# Best Disney Movie Ever?



## Erindor the Espeon (Sep 1, 2008)

So, what's your favorite Disney movie ever?

These are the Disney proclaimed 'Masterpieces' and I don't think they include any Pixar works.

Tell me if I missed any.


----------



## Minish (Sep 1, 2008)

The Lion King.

Absolutely no contest.


----------



## o_O (Sep 1, 2008)

If you don't count Pixar movies I say Lion King. But most Pixar movies are better (e.g., Wall~E, Finding Nemo, Toy Story 1+2).


----------



## Tailsy (Sep 1, 2008)

Oliver & Company and what possessed you to put this in Misc when it's clearly Entertainment D:


----------



## Celestial Blade (Sep 1, 2008)

Lion King by far! It is epic, especially the Broadway version!


----------



## Kinova (Sep 1, 2008)

I voted The Lion King (because I've watched it literally hundreds of times and it _never_ gets old~) but there's about fifteen others on the list I wanted to vote for as well. :P

WALL-E is also majorly awesome but is not on the list. :(


----------



## Linzys (Sep 2, 2008)

Lion King! <3


----------



## Squirrel (Sep 2, 2008)

I'd vote Wall-E, but it isn't there.

Lion King is good too.


----------



## Flora (Sep 2, 2008)

I vote Lion King.

My sister would vote The Rescuers, but she never comes here anymore.


----------



## Ambipom (Sep 2, 2008)

Lion King, or Fantasia 2000, or Lilo and Stitch.

Too bad Wall*E Isn't there.


----------



## IcySapphire (Sep 2, 2008)

All of them!

But if I had to name specifics, Aladdin and The Lion King are two favorites of mine.


----------



## Blaziking the God General (Sep 2, 2008)

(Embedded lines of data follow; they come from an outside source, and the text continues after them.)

PR #57, opened 2020-12-02
HEEDLS-207 Fix header link on UAT

FridaTveit:
I was hoping the relative urls would be relative to the application, but they're not so small fix needed 🙂


benjimarshall (approved):
Looks good! Sorry that I didn't manage to work out how to do this in the first place! 🙂

FridaTveit:
No worries I should have probably suggested testing it. But deploying to UAT might have been the easiest way to test it properly anyway 🙂

PR #58, opened 2020-12-02
HEEDLS-207 Add app root path to header link

FridaTveit:


benjimarshall (approved):
Looks great! Thanks for sorting this 🙂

My favorites have to be a close tie between Sword and the Stone, Alice in Wonderland, and The Emperor's New Groove.

I didn't find the Lion King all that amazing, actually. It was good though.


----------



## Old Catch (Sep 2, 2008)

Blaziking 175 said:


> My favorites have to be a close tie between Sword and the Stone, Alice in Wonderland, and The Emperor's New Groove.
> 
> I didn't find the Lion King all that amazing, actually. It was good though.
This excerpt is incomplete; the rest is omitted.